Please use this identifier to cite or link to this item: http://hdl.handle.net/20.500.12188/32186
Title: PROGNOSIS ANALYSIS OF ARCH DAM BEHAVIOR BY HYBRID MODEL
Authors: Frosina Panovska, Stevcho Mitovski, Ljupcho Petkovski
Keywords: arch dam, numerical model, FEM, SOFiSTiK, neural network, prognosis modelling
Issue Date: 2022
Publisher: Gdańsk University of Technology Publishing House, Gdańsk 2022
Conference: 17th International symposium Water Management and Hydraulic Engineering –WMHE 2022
Abstract: The assessment of the structural stability and behavior of the dam during construction, at full reservoir and during the service period is of paramount importance for such structures. Each dam, in dependence of the type and dimensions, has installed system for technical monitoring that enables tracking of the dam behavior and assessment of the dam state throughout registration and interpretation of various data such as displacements, stresses, seepage etc. The case study is double curvature concrete arch dam, with asymmetric shape due to the valley topography. In the paper are systemized acknowledgments for the comparison of the recorded data from technical monitoring of the dam and output results from spatial (3D) numerical model, created by application by application of SOFiSTiK code, based on Finite Element Method. In addition, a Neural Network model is created by recorded data from the technical monitoring. The both models create the so called hybrid model.
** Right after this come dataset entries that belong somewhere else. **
PR #41, opened 2024-07-12
Slight doc additions to early cleaning steps

evanfields:
Suggesting a few notes I would have found helpful when reading the pipeline's early cleaning steps. I'm not strongly attached to any of them, so I welcome feedback on what kinds of inline documentation we want in the pipeline. (i.e. the right inline comments might not be the same as the set of comments a new reader would want to see.)


test/nextflow.config
```diff
@@ -8,7 +8,7 @@ params {
     // Directories
     base_dir = "${launchDir}" // Parent for working and output directories (can be S3)
     raw_dir = "${launchDir}/raw" // Raw data directory
-    ref_dir = "s3://nao-mgs-wb/index-20240618/output/results" // Reference/index directory (generated by index workflow)
+    ref_dir = "s3://nao-mgs-wb/index-20240618/output" // Reference/index directory (generated by index workflow)
```
evanfields, line 11: This is the only non-comment/readme change in the PR. I had to make this change to get the test data to run with the existing index.

willbradshaw:
This all looks fine, but can you merge to `dev` instead of `master`? I'd like to control updates to master a bit more carefully going forward.

jeffkaufman:
> can you merge to dev instead of master? I'd like to control updates to master a bit more carefully going forward.

When you get a chance, could you document the workflow you'd like to see here?

(Also, note that if you put off README changes until the next dev-to-master merge then people will who go to the https://github.com/naobservatory/mgs-workflow will see obsolete docs)

willbradshaw:
> When you get a chance, could you document the workflow you'd like to see here?

My suggested workflow would be:

1. People work on pipeline changes on their own branches
2. When ready, they submit pull requests to merge into `dev`
3. Periodically (could be immediately for important fixes or on some schedule otherwise) I update the changelog and version number and merge into `master`.

> (Also, note that if you put off README changes until the next dev-to-master merge then people will who go to the https://github.com/naobservatory/mgs-workflow will see obsolete docs)

There's one suggested change in this PR that's fixing an error in the documentation; the rest are minor QOL improvements. It seems potentially justifiable to merge the former directly into master, but much less so for the latter.

jeffkaufman:
> 
> My suggested workflow would be: ...

This looks good, and would be good to add to the README

> > (Also, note that if you put off README changes until the next dev-to-master merge then people will who go to the https://github.com/naobservatory/mgs-workflow will see obsolete docs)
> 
> There's one suggested change in this PR that's fixing an error in the documentation; the rest are minor QOL improvements. It seems potentially justifiable to merge the former directly into master, but much less so for the latter.

We should probably say something in the docs about how if you have a documentation change that's describing how to use the code that's already on master, that should be a PR to master (and that PR shouldn't contain anything else)?

evanfields:
@willbradshaw thanks for the look; I changed the base branch.

Will and also @jeffkaufman 
* thanks for eyes and discussion
* by "work on pipeline changes in their own branches", do you mean in this repo or a forked version?
* I'm not sure if I should read Jeff's last comment as instruction to break the `README` change into a separate two-line PR or just brainstorming about potential processes.

jeffkaufman:
> I'm not sure if I should read Jeff's last comment as instruction to break the `README` change into a separate two-line PR or just brainstorming about potential processes.

I don't think you need to change this PR; this was a suggestion (not yet settled) for what the process should be for future PRs

PR #63, opened 2024-10-04
Amended RAW workflow to take in single read files.

simonleandergrimm:
@harmonbhasin Can you look this over and let me know if we should continue with this style?

Specifically, what I'm doing is:

- Create alternative versions of processes where needed and then name process `{PROCESS}_PAIRED` and `{PROCESS}_SINGLE`
- I keep workflow names the same throughout. Within workflows, the processes are picked based on the run being single-end or paired-end.
- The workflows themselves include if/then clauses (e.g., see what I did in `raw/main.nf`)

The `run.nf` currently only executes RAW. I will progressively work forward through the entire run.nf, so the final `simon-single-read-dev` branch has the full `run.nf`.


harmonbhasin (changes requested):
@simonleandergrimm this looks good to me, good work! I just have a question and a request:

Request: Could you make sure to write clear commit messages for each file. You did this for your later commits, but your first commit only had one commit message for a bunch of files. In general, this makes the review process much easier, and makes analyzing the repo in the future easier as well.

Question: Have you checked that the output in summarize-multiqc-single.R is correct? I remember that changing this script had lead me to some issues, specifically, it would output a file, but some of the columns had NA where there should've been output. Also, I think that summarize-multiqc.R should be one file, you can pass in an argument specifying whether it is single or paired end, then update the code from there.

PR #67, opened 2024-10-09
Deduplication on paired reads using clumpify and BBtools deduplication and fragment length analysis

harmonbhasin:
#60 should be merged first before attempting to merge this branch as it is based on that branch.

Deduplication and fragment length analysis from bbtools has been added to the `hv_hits_putative_collapsed.tsv.gz` table.


jeffkaufman:
> #60 should be merged first before attempting to merge this branch as it is based on that branch.

The way to do this is to set `remove_concat_gzipped` as the merge target for this PR.  Then this will show up as a delta on top of #60

modules/local/bbmerge/main.nf
```diff
@@ -5,6 +5,7 @@ process BBMERGE {
     input:
         tuple val(sample), path(reads)
     output:
+        tuple val(sample), path("${sample}_bbmerge_merged.fastq.gz"), emit: merged
```
willbradshaw, line 8: @harmonbhasin what's the thinking behind outputting the merged read file twice (once as `merged` and once in `reads`)? If you need to access this file specifically in another process, you can just access `reads[1][0]`.

modules/local/collapseHV/main.nf
```diff
@@ -5,6 +5,8 @@ process COLLAPSE_HV {
     memory "16.GB"
     input:
         path(hv_hits_filtered)
+        path(merged_bbmerge_paired_results)
```
willbradshaw, line 8: This module is really only solving one specific problem, namely the presence of discordant read pairs in the HV TSV. I'd suggest moving the new parts to a different module.

modules/local/summarizeBBMerge/main.nf
```diff
@@ -0,0 +1,17 @@
+process SUMMARIZE_BBMERGE {
+    label "base"
+    label "single"
+    input:
+        tuple val(sample), path(merged)
+    output:
+        path("${sample}_bbmerge_merged_summary.txt")
+    script:
+        """
+        zcat ${merged} | awk '
```
willbradshaw, line 10: Can we also get the post-merge sequence? This isn't currently included in the HV table and would be good to have.

(Ditto the post-concat sequence for unmerged read pairs, though this is somewhat easier to derive from the paired sequences.)

willbradshaw: Also, what's your plan for the merge status?

modules/local/summarizeDedup/main.nf
```diff
@@ -0,0 +1,25 @@
+process SUMMARIZE_DEDUP {
```
willbradshaw, line 1: Let's talk this one over in person.

subworkflows/local/taxonomy/main.nf
```diff
@@ -32,15 +35,26 @@ workflow TAXONOMY {
         } else {
             subset_ch = SUBSET_READS_PAIRED(reads_ch, params.read_fraction)
         }
+
+         // Deduplicate reads (if applicable)
```
willbradshaw, line 39: What's the thinking behind making this optional? Do you have a case in mind where we wouldn't want to do this?

willbradshaw:
Independently from my other comments, it looks like this PR is trying to merge changes that are actually made in #60, which suggests something might have gone awry somewhere?

modules/local/bbmerge/main.nf
harmonbhasin: @willbradshaw I ended up fixing this. The solution you suggested works, I just had to adjust the syntax.

modules/local/collapseHV/main.nf
harmonbhasin: @willbradshaw done.

modules/local/summarizeBBMerge/main.nf
harmonbhasin: @willbradshaw chatted about this during out meeting, but this was in collapseHV, which has now been moved to it's own module.

modules/local/summarizeDedup/main.nf
harmonbhasin: @willbradshaw done.

willbradshaw (approved):

PR #70, opened 2024-10-15
Count duplicate reads using alignment from Bowtie2

harmonbhasin:
Implemented a script in rust that counts duplicate reads using the alignment from bowtie2 once it has been converted to a tsv.


jeffkaufman:
Is the base branch set correctly here?  This is showing up as a PR to merge 42 commits, with a ton of modified lines, which is usually a sign that something is set wrong,

willbradshaw:
It looks like this includes changes from #60 and #67.

willbradshaw (approved):

PR #71, opened 2024-10-15
Bug fix in subset reads

harmonbhasin:
Updated subset reads so that it uses all reads if the number of reads is below the subset threshold set in the nextflow.config file. Solution was copied from @willbradshaw.


willbradshaw (approved):

willbradshaw:
@harmonbhasin any change to master should have a CHANGELOG update and minor version increment; can you do this? Then I'll merge.

harmonbhasin:
@willbradshaw done!

PR #79, opened 2024-10-22
Reintroduce concatenating samples

harmonbhasin:
Reintroducing concatenating samples within the same group during hv workflow. I still need to update the README.md and configs/run.config. However, I want to first see if you think this implementation is sufficient. I've tested this on the test dataset with and without groups.


harmonbhasin:
Results can be found here for subsetting in hv workflow and taxonomic profile:
- Results with no subsetting (s3://nao-harmon/test-now/)
- Results with subsetting (s3://nao-harmon/test-subset/)

harmonbhasin:
After Will pointed out the bug, that I just fixed, I reran the pipeline, and results can be found in the same location, they now look fixed.

README.md
```diff
@@ -287,7 +287,7 @@ To run the workflow on another dataset, you need:
...
+> The easiest way to get this file is by using the `generate_samplesheet.sh` script. As input, this script takes a path to raw FASTQ files (`dir_path`), and forward (`forward_suffix`) and reverse (`reverse_suffix`) read suffixes, both of which support regex, and an optional output path (`output_path`). Those using data from s3 should make sure to pass the `s3` parameter. Those who would like to group samples by some metadata should pass a path to a CSV file containing a header column named `sample,group`, where each row gives the sample name and the group to group by (`group_file`). As output, the script generates a CSV file named (`samplesheet.csv` by default), which can be used as input for the pipeline.
```
willbradshaw, line 290: I'd prefer we say something like "can pass a CSV file [...] or edit the samplesheet manually after generation" (since in cases where the groups CSV isn't readily available manual editing will often be easier).

bin/generate_samplesheet.sh
```diff
@@ -43,7 +49,15 @@ done
...
-    echo "Usage: $0 --dir_path <path> --forward_suffix <suffix> --reverse_suffix <suffix> [--s3] [--output_path <path>]"
+    echo -e "\nUsage: $0 [options]"
+    echo -e "\nRequired arguments:"
+    echo -e "  --dir_path <path>         Directory containing FASTQ files"
+    echo -e "  --forward_suffix <suffix>  Suffix identifying forward reads, supports regex (e.g., '_R1_001' or '_1')"
+    echo -e "  --reverse_suffix <suffix>  Suffix identifying reverse reads, supports regex (e.g., '_R2_001' or '_2')"
+    echo -e "\nOptional arguments:"
+    echo -e "  --s3                      Use if files are stored in S3 bucket"
+    echo -e "  --output_path <path>      Output path for samplesheet [default: samplesheet.csv]"
+    echo -e "  --group_file <path>       Path to group file for sample grouping [header column must be named 'sample,group']"
```
willbradshaw, line 60: Can the group file have other columns as well? Or columns in a different order? Or must it be sample,group and nothing else?

willbradshaw (commented):
A couple minor comments about documentation. Nearly there!

README.md
harmonbhasin: Agreed, updated.

bin/generate_samplesheet.sh
harmonbhasin: It can have other columns, but these won't be added to the samplesheet.csv, I'll add this to the README and comments here.

harmonbhasin: Only updated this in script, let me know if you want me to do it in the README as well.

PR #83, opened 2024-11-01
Will debug multiqc

willbradshaw:
Fix bugs arising in QC workflow for inputs with nonstandard read naming.


harmonbhasin (approved):
Looks good to me!

PR #85, opened 2024-11-12
Expanding HV identification workflow to cover arbitrary host taxa

willbradshaw:
I've rewritten the index workflow to generate reference files for viruses that infect arbitrary host taxa, and the run workflow to work with the results. Results for the latest Sabeti data are shown [here](https://data.securebio.org/wills-private-notebook/notebooks/2024-11-11_sabeti_expanded.html); everything seems to work in terms of the outputs, but the increased size of the viral reference DB seems to lead to substantially longer runtimes of the viral-read-identification workflow, which is something we should work on down the line.

I haven't updated the README yet; once this is merged I'll work on updating documentation before merging into master.


willbradshaw:
I realized I hadn't pulled in the latest changes from Harmon's work on dev. This is now done and I'm testing the output; will update this shortly.

harmonbhasin (approved):
Looks good thus far.

PR #94, opened 2024-11-14
Extracting BBDuk-subset raw reads for chimera detection

willbradshaw:
This modification to the pipeline adds an additional intermediate output, containing raw reads corresponding to those cleaned reads that make it through BBDuk screening for host-viral reads.

Specifically, the code takes the output of BBDuk, extracts the read IDs, and then extracts the raw reads with corresponding IDs from the raw FASTQ files.


harmonbhasin (approved):
Looks good to me, the description you provided accurately describes what you did.

jeffkaufman (approved):
I'm not very familiar with Nextflow, but this seems plausible!

PR #103, opened 2024-11-20
generate_samplesheet: add --group_across_illumina_lanes argument

jeffkaufman:
We are often working with Illumina data, and a very common way to run a full flowcell is to prepare a single library that you run across all the lanes.  For example, this is how all the data the NAO is receiving from Marc Johnson's lab looks.  With this data the _Lnnn suffix on each sample tells you what lane the data came from, which isn't meaningful.  Add an option to group across lanes, so samples 'foo_L001' and 'foo_L002' are the same group, 'foo'.

Also add -e and -u so the script will exit if a command fails or tries to read an undefined variable. This is best practice for bash scripts.

Separately, this script is too complex to be in bash, and should be python.


willbradshaw:
This looks fine to me, but @harmonbhasin should review since he wrote the script.

> Separately, this script is too complex to be in bash, and should be python.

I agree. I'll open an issue.

harmonbhasin (approved):
This looks good to me. I agree that this bash script should be converted to python.

willbradshaw:
@jeffkaufman it looks like this now has conflicts with dev that need to be resolved before I can merge.
While you're at it, could you add a line to CHANGELOG about this?

willbradshaw:
Once that's done I'll merge into dev and then merge 5.2 into master.

jeffkaufman:
> it looks like this now has conflicts with dev that need to be resolved before I can merge. While you're at it, could you add a line to CHANGELOG about this?

Done and done!

PR #658, opened 2026-08-06
Revert "Add graceful shutdown"

ptoffy:
Reverts vapor/postgres-nio#651 in favour of another PR that will be opened shortly after this


gwynne (approved):
Any particular reason?

fabianfett (approved):
The og PR may cancel requests that are in flight even though this is a graceful shutdown. We think we can do this way less invasive and with clearer state machine transitions.

PR #659, opened 2026-08-06
Add graceful shutdown

ptoffy:


Sources/ConnectionPoolModule/PoolStateMachine+ConnectionGroup.swift
```diff
@@ -827,6 +827,26 @@ extension PoolStateMachine {
...
+                    switch closeConnection(at: index, deleteConnection: false) {
+                    case .close(let closeAction):
+                        cleanup.connections.append(closeAction.connection)
+                        cleanup.timersToCancel.append(contentsOf: closeAction.timersToCancel)
+                    case .cancelTimers(let timers):
+                        cleanup.timersToCancel.append(contentsOf: timers)
+                    case .doNothing:
+                        break
+                    }
+                default:
```
fabianfett: lets make the states here explicit. Please don't use `default`.

Sources/ConnectionPoolModule/PoolStateMachine+ConnectionGroup.swift
```diff
@@ -827,6 +827,26 @@ extension PoolStateMachine {
 
         // MARK: Shutdown
 
+        mutating func triggerGracefulShutdown(_ cleanup: inout ConnectionAction.Shutdown) {
```
fabianfett: we should add a comment that this method will cleanup any non leased connection. We should probably call it like: `closeAnyNonLeasedConnection`.

Sources/ConnectionPoolModule/PoolStateMachine.swift
```diff
@@ -738,6 +786,12 @@ struct PoolStateMachine<
     ) -> Action {
         // this connection was busy before
         let requests = self.requestQueue.pop(max: availableContext.info.availableStreams)
+
+        if self.gracefulShutdownTriggered && self.requestQueue.isEmpty {
+            // no more work to take up, start shutting down
+            self.poolState = .shuttingDown
```
fabianfett: i suspect that we will need to force cleanup connections here. do we have a test for that?

Sources/PostgresNIO/Pool/PostgresClient.swift
```diff
@@ -467,6 +467,9 @@ public final class PostgresClient: Sendable, ServiceLifecycle.Service {
     ///
     /// Cancelling the task that executes the ``run()`` method is equivalent to closing the client. Once the task
     /// has been cancelled the client is not able to process any new queries or prepared statements.
+    /// 
+    /// Graceful shutdown is different to cancellation. If the client is gracefully shut down, work continues as
+    /// before until the request queue is drained and work is completed.
```
fabianfett: callout that new work is rejected.

Tests/ConnectionPoolModuleTests/ConnectionPoolTests.swift
```diff
@@ -1030,6 +1030,104 @@ import Testing
...
+            let lease = try await pool.leaseConnection()
+            let leasedConnection = lease.connection
+
+            pool.triggerGracefulShutdown()
+            #expect(leasedConnection.isRunning)
+
+            pool.triggerForceShutdown()
+            #expect(leasedConnection.isClosing)
+
+            pool.releaseConnection(leasedConnection)
```
fabianfett: do we need this for the pool to finish?

Tests/PostgresNIOTests/New/PostgresClientTests.swift
```diff
@@ -38,4 +39,44 @@ import Testing
...
+                backgroundLogger: Logger(label: "test")
+            )
+
+            let elapsed = await ServiceLifecycleTestKit.testGracefulShutdown { gracefulShutdownTrigger in
+                let start = ContinuousClock.now
+                await withTaskGroup(of: Void.self) { group in
+                    // We don't have a server to connect to, so  we'll reach `connectTimeout` (2s).
+                    group.addTask { await client.run() }
+
+                    try? await Task.sleep(for: .milliseconds(200))
```
fabianfett: this is a test where no work is scheduled. i think we should also schedule work, and cancel that after 500ms. does the pool still close correctly?

Tests/PostgresNIOTests/New/PostgresClientTests.swift
```diff
@@ -38,4 +39,44 @@ import Testing
...
+
+                    gracefulShutdownTrigger.triggerGracefulShutdown()
+                }
+                return ContinuousClock.now - start
+            }
+
+            // If this took ~200ms (our sleep time) it would mean the connect timeout wasn't reached,
+            // and the client was canceled instead of gracefully shut down.
```
fabianfett: we never actually cancel connects. so even when we cancel we will wait for more than 200ms.

fabianfett (commented):
That is 100% the correct direction! Thanks so much for pushing through!

Tests/ConnectionPoolModuleTests/ConnectionPoolTests.swift
ptoffy: no actually that's a no-op, force shutdown will deal with it. will remove

fabianfett: please add a comment that we have omitted this deliberately to test the forceful nature.

Sources/ConnectionPoolModule/PoolStateMachine.swift
```diff
@@ -698,37 +706,77 @@ struct PoolStateMachine<
...
     mutating func triggerGracefulShutdown() -> Action {
-        fatalError("Unimplemented")
-    }
+        if gracefulShutdownTriggered { return .none() }
 
-    @usableFromInline
-    mutating func triggerForceShutdown() -> Action {
         switch self.poolState {
         case .running, .connectionCreationFailing, .circuitBreakOpen:
+            self.gracefulShutdownTriggered = true
```
adam-fowler: Is the idea we want gracefulShutdown to wait until connections are available if we are in the state connectionCreationFailing? The circuitBreakOpen state will go straight to shutdown as we have already failed all the requests.

Sources/ConnectionPoolModule/PoolStateMachine+ConnectionGroup.swift
0xTim: We should trigger a state change to shuttingDown here. Leaving it as running feels like false advertising

fabianfett: @0xTim I very much disagree. Graceful Shutdown means basically continuing to run normally with two caveats:

- do not accept any new work
- once all work is done shut everything down

This means if connections fail, those have to be retried. The pool would wait until a connection is available again (except if the circuit breaker has tripped).

`shuttingDown` means, we are in a state in which we actually close connections. Connection closures can happen in two ways:

- forceful (we don't wait until a connection has been released)
- graceful (we wait until the connection has been returned to the pool)

Therefore graceful shutdown is a substate of the three states:

- running
- connectionCreationFailing
- shuttingDown

I agree that we should likely move the property into the three substates:

- ConnectionCreationFailingContext
- RunningContext (new type)
- ShuttingDownContext (new type)

Sources/ConnectionPoolModule/PoolStateMachine.swift
fabianfett: @adam-fowler great callout on going straight to closed, if we are in circuitBreakerOpen, or if we transition into circuitBreakerOpen.

@ptoffy we need a test case for gracefulShutdown is triggered when the circuit breaker is open. And another one: We have work in the queue, but fail to create connections. Graceful shutdown is triggered (must not close the pool), timer fires for circuit breaker (pool goes straight to closed).

Sources/ConnectionPoolModule/PoolStateMachine.swift
ptoffy: hmm why? connections are closed lazily as their lifecycle proceeds. we can add a test that connections in all states get closed during graceful shutdown but I think most of them are covered across the other tests

Sources/ConnectionPoolModule/PoolStateMachine.swift
ptoffy: https://github.com/vapor/postgres-nio/pull/659/changes/2e6ce234c37740d115731bc0ee350d1dd07eeaa4

Sources/ConnectionPoolTestUtils/MockConnection.swift
```diff
@@ -19,6 +19,20 @@ public final class MockConnection: PooledConnection, Sendable {
         self.id = id
     }
 
+    public var isRunning: Bool {
+        self.lock.withLockedValue { state in
+            if case .running = state { return true }
+            return false
```
fabianfett: please use a full switch statement here. This will remind us to check this place if we ever add a new state

Sources/ConnectionPoolModule/PoolStateMachine.swift
```diff
@@ -698,37 +769,82 @@ struct PoolStateMachine<
         var requests: [Request]
     }
 
+    @usableFromInline
     mutating func triggerGracefulShutdown() -> Action {
-        fatalError("Unimplemented")
+        if gracefulShutdownTriggered { return .none() }
```
fabianfett, line 774: please follow the code pattern in this repo and add an explicit `self` everywhere.

Sources/ConnectionPoolModule/PoolStateMachine.swift
```diff
@@ -231,9 +257,16 @@ struct PoolStateMachine<
     @usableFromInline
     /*private*/ var requestQueue: RequestQueue
     @usableFromInline
-    /*private*/ var poolState: PoolState = .running
+    /*private*/ var poolState: PoolState = .running(.init(gracefulShutdownTriggered: false))
     @usableFromInline
-    /*private*/ var gracefulShutdownTriggered: Bool = false
+    /*private*/ var gracefulShutdownTriggered: Bool {
```
fabianfett, line 262: if this is a computed property, make the above line `@inlinable`

Sources/ConnectionPoolModule/PoolStateMachine.swift
```diff
@@ -534,11 +601,15 @@ struct PoolStateMachine<
...
+        case .shuttingDown(let context) where context.gracefulShutdownTriggered:
+            // the connection needs to be closed here
+            break
+
         case .shuttingDown, .shutDown:
             return .none()
         }
 
-        switch self.connections.backoffDone(connectionID, retry: true) {
+        switch self.connections.backoffDone(connectionID, retry: !(isShuttingDown && gracefulShutdownTriggered)) {
```
fabianfett:
```suggestion
        switch self.connections.backoffDone(connectionID, retry: !(self.isShuttingDown && self.gracefulShutdownTriggered)) {
```

Sources/ConnectionPoolModule/PoolStateMachine.swift
```diff
@@ -698,37 +769,83 @@ struct PoolStateMachine<
         var requests: [Request]
     }
 
+    @usableFromInline
     mutating func triggerGracefulShutdown() -> Action {
-        fatalError("Unimplemented")
+        if gracefulShutdownTriggered { return .none() }
```
fabianfett:
```suggestion
        if self.gracefulShutdownTriggered { return .none() }
```

Sources/ConnectionPoolModule/PoolStateMachine.swift
```diff
@@ -698,37 +769,83 @@ struct PoolStateMachine<
...
+            self.poolState = .connectionCreationFailing(context)
+
+        case .circuitBreakOpen:
+            self.poolState = .shuttingDown(.init(gracefulShutdownTriggered: true))
+
+        case .shuttingDown, .shutDown:
+            return .none()
+        }
+
+        guard requestQueue.isEmpty else {
```
fabianfett:
```suggestion
        guard self.requestQueue.isEmpty else {
```

Sources/ConnectionPoolModule/PoolStateMachine+ConnectionGroup.swift
```diff
@@ -827,6 +827,27 @@ extension PoolStateMachine {
 
         // MARK: Shutdown
 
+        @usableFromInline
+        mutating func closeAnyNonLeasedConnection(_ cleanup: inout ConnectionAction.Shutdown) {
+            for index in self.connections.indices {
+                switch self.connections[index].state {
+                case .idle, .backingOff:
+                    switch closeConnection(at: index, deleteConnection: false) {
```
fabianfett:
```suggestion
                    switch self.closeConnection(at: index, deleteConnection: false) {
```

Sources/ConnectionPoolModule/PoolStateMachine+ConnectionGroup.swift
```diff
@@ -827,6 +827,27 @@ extension PoolStateMachine {
 
         // MARK: Shutdown
 
+        @usableFromInline
+        mutating func closeAnyNonLeasedConnection(_ cleanup: inout ConnectionAction.Shutdown) {
```
fabianfett: can we collapse this with `triggerForceShutdown` into one method. New name `closeConnections(onlyNonLeased: Bool)`. It's also fine if triggerForceShutdown calls this method then.

Sources/ConnectionPoolTestUtils/MockConnection.swift
```diff
@@ -19,6 +19,22 @@ public final class MockConnection: PooledConnection, Sendable {
...
+            switch state {
+            case .running: return true
+            case .closing, .closed: return false
+            }
+        }
+    }
+
+    public var isClosing: Bool {
+        self.lock.withLockedValue { state in
+            if case .closing = state { return true }
```
fabianfett: please also use a full switch here.

Sources/ConnectionPoolModule/PoolStateMachine.swift
```diff
@@ -119,19 +119,43 @@ struct PoolStateMachine<
...
+        @usableFromInline
+        struct ShuttingDownContext: Sendable {
+            @usableFromInline
+            init(gracefulShutdownTriggered: Bool) {
+                self.gracefulShutdownTriggered = gracefulShutdownTriggered
+            }
+
+            @usableFromInline
+            var gracefulShutdownTriggered: Bool
+        }
```
fabianfett: right now this seems quite excessive for something that we could solve with just an attached Bool. Let's use:

```
case running(gracefulShutdownTriggered: Bool)
case shuttingDown(gracefulShutdownTriggered: Bool)
```

for now

Sources/ConnectionPoolModule/PoolStateMachine.swift
```diff
@@ -171,7 +197,7 @@ struct PoolStateMachine<
         /// Can transition to:
         ///   - `shuttingDown` if the pool is being shut down (graceful shutdown behavior is managed by an external flag),
```
fabianfett: stale doc comment:

```
(graceful shutdown behavior is managed by an external flag),
```

Sources/ConnectionPoolModule/PoolStateMachine.swift
fabianfett: "is managed by an external `gracefulShutdownTriggered` flag," stale doc comment

Sources/ConnectionPoolModule/PoolStateMachine.swift
```diff
@@ -144,6 +168,8 @@ struct PoolStateMachine<
             var numberOfFailedAttempts: Int
             @usableFromInline
             var connectionIDToRetry: ConnectionID
+            @usableFromInline
+            var gracefulShutdownTriggered: Bool
```
fabianfett, line 150: this is good, as we already have quite some associated state

Sources/ConnectionPoolModule/PoolStateMachine.swift
fabianfett: Not a change in this PR, but related:
```suggestion
            let closedConnectionAction = self.connections.connectionClosed(connection.id, shuttingDown: false)
```
We do not want to shutdown until we are actually shutting down. Our state doesn't indicate that.

Please add this test case to the connection pool state machine tests:
```swift
    @available(macOS 13.0, iOS 16.0, tvOS 16.0, watchOS 9.0, *)
    @Test func connectionDiesDuringGracefulDrainMinOne() {
        var configuration = PoolConfiguration()
        configuration.minimumConnectionCount = 1
        configuration.maximumConnectionSoftLimit = 1
        configuration.maximumConnectionHardLimit = 1
        configuration.keepAliveDuration = nil

        var sm = TestPoolStateMachine(
            configuration: configuration, generator: .init(),
            timerCancellationTokenType: MockTimerCancellationToken.self, clock: MockClock()
        )
        _ = sm.refillConnections()
        let conn = MockConnection(id: 0)
        _ = sm.connectionEstablished(conn, maxStreams: 1)
        let r1 = MockRequest(connectionType: MockConnection.self)
        _ = sm.leaseConnection(r1)
        let r2 = MockRequest(connectionType: MockConnection.self)
        _ = sm.leaseConnection(r2)
        #expect(sm.requestQueue.count == 1)

        _ = sm.triggerGracefulShutdown()

        _ = sm.connectionWillClose(conn.id)
        _ = sm.releaseConnection(conn, streams: 1)
        let closed = sm.connectionClosed(conn)
        guard case .makeConnection = closed.connection else {
            Issue.record("No replacement connection even though minimumConnectionCount == 1 -> r2 stranded, pool never shuts down")
            return
        }
    }
```

fabianfett (commented):
This looks really good now. We are really close!

fabianfett (approved):
This is great! Thank you!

For both models are used input parameters such as variation of water level in the reservoir and air temperature, and the output results are compared with recorded values for water level in piezometers at specified nodes of the dam. The aim of the task is to compare and calibrate the output results from the both models and recorded values from the technical monitoring of the dam and to carry out prognosis modeling for the future behavior of the dam.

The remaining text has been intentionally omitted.